In this notebook we are going to present the same problem being solved in three different ways. In all the cases, TensorFlow is going to be used as backend. The main difference is that two high levels API are going to be evaluated and compared each other and also with the original TensorFlow implementation. The problem to be solved is the classic MNIST. First we are goig to implement in TensorFlow, next in Keras and finally in TFLearn. In the end, a summary of the pros and cons of each is discussed. 

## Input Data

## Implementation in TensorFlow

In [3]:
# Import MNIST data
from tensorflow.examples.tutorials.mnist import input_data
mnist = input_data.read_data_sets("/tmp/data/", one_hot=True)

import tensorflow as tf

# Parameters
learning_rate = 0.1
num_steps = 500
batch_size = 128
display_step = 100

# Network Parameters
n_hidden_1 = 128 # 1st layer number of neurons
n_hidden_2 = 512 # 2nd layer number of neurons
num_input = 784 # MNIST data input (img shape: 28*28)
num_classes = 10 # MNIST total classes (0-9 digits)

# tf Graph input
X = tf.placeholder("float", [None, num_input])
Y = tf.placeholder("float", [None, num_classes])

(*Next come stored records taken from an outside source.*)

PR #216, opened 2024-07-12
Adding windspeed varobs test and oceanwinds var_cx test

ghalloran:
For processing Oceanwinds observations (ocean surface windspeed observations from eg.GNSS-reflectometry) we need to add var_cx capability and windspeed to the varobs.


test/testinput/cxwriter_globalnamelist_oceanwinds.yaml
```diff
@@ -0,0 +1,41 @@
...
+      - variable:
+          name: MetaData/latitude
+        minvalue: 0.0
+    - filter: Cx Writer
+      namelist_directory: ../etc/global/cx
+      reject_obs_with_any_variable_failing_qc: true
+      general_mode: debug
+      IC_PLevels: 5
+    - filter: Cx Checker
+      expected_surface_variables: ["1","2","5","6","13","17"] # "16"
```
james-cotton: Very minor tidy - can remove variable 16 which is commented out

james-cotton (approved):
Hi Gemma, the changes you have made look all good to me. Thanks for adding both the varobs and cxwriter tests too!

ctgh (commented):
Thanks for adding this - everything looks good. Do you also need to add a namelist for the varobs writer (i.e. etc/global/varobs/Oceanwinds.nl)?

ghalloran:
> Thanks for adding this - everything looks good. Do you also need to add a namelist for the varobs writer (i.e. etc/global/varobs/Oceanwinds.nl)?

Good question - I don't know! This doesn't include a test for an oceanwinds.varobs file itself, just adds the capability to output the surface windspeed itself, so I don't think it needs a namelist. I was just following the instructions on the opsinputs home page for the varobs part, and then for the cx part the instructions didn't help, so followed what has been done before for other obtypes.

ctgh:
Thanks for explaining. Eventually you will need a varobs namelist in order to send output from JOPA to VAR. However I am happy to wait for a new PR to do that if you prefer.
Sorry the instructions are out of date - copying what has been done previously is usually the best option.

james-cotton:
If you don't supply a varobs namelist it will just use the code defaults, e.g. https://github.com/MetOffice/opsinputs/blob/develop/deps/ops/stubs/OpsMod_Varobs/Ops_GetDefaultVarfields.inc#L214
In this case we are only ever outputting a single varfield so the namelist isn't necessary.

ctgh:
> If you don't supply a varobs namelist it will just use the code defaults, e.g. https://github.com/MetOffice/opsinputs/blob/develop/deps/ops/stubs/OpsMod_Varobs/Ops_GetDefaultVarfields.inc#L214 In this case we are only ever outputting a single varfield so the namelist isn't necessary.

OK, thanks. Part of me would suggest adding one anyway, just to be explicit. However that could be done later if need be.
Given that, I will approve.

ctgh (approved):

# Store layers weight & bias
weights = {
    'h1': tf.Variable(tf.random_normal([num_input, n_hidden_1])),
    'h2': tf.Variable(tf.random_normal([n_hidden_1, n_hidden_2])),
    'out': tf.Variable(tf.random_normal([n_hidden_2, num_classes]))
}
biases = {
    'b1': tf.Variable(tf.random_normal([n_hidden_1])),
    'b2': tf.Variable(tf.random_normal([n_hidden_2])),
    'out': tf.Variable(tf.random_normal([num_classes]))
}

# Create model
def neural_net(x):
    # Hidden fully connected layer with 256 neurons
    layer_1 = tf.add(tf.matmul(x, weights['h1']), biases['b1'])
    # Hidden fully connected layer with 256 neurons
    layer_2 = tf.add(tf.matmul(layer_1, weights['h2']), biases['b2'])
    # Output fully connected layer with a neuron for each class
    out_layer = tf.matmul(layer_2, weights['out']) + biases['out']
    return out_layer
  
# Construct model
logits = neural_net(X)

# Define loss and optimizer
loss_op = tf.reduce_mean(tf.nn.softmax_cross_entropy_with_logits(
    logits=logits, labels=Y))
optimizer = tf.train.AdamOptimizer(learning_rate=learning_rate)
train_op = optimizer.minimize(loss_op)

# Evaluate model (with test logits, for dropout to be disabled)
correct_pred = tf.equal(tf.argmax(logits, 1), tf.argmax(Y, 1))
accuracy = tf.reduce_mean(tf.cast(correct_pred, tf.float32))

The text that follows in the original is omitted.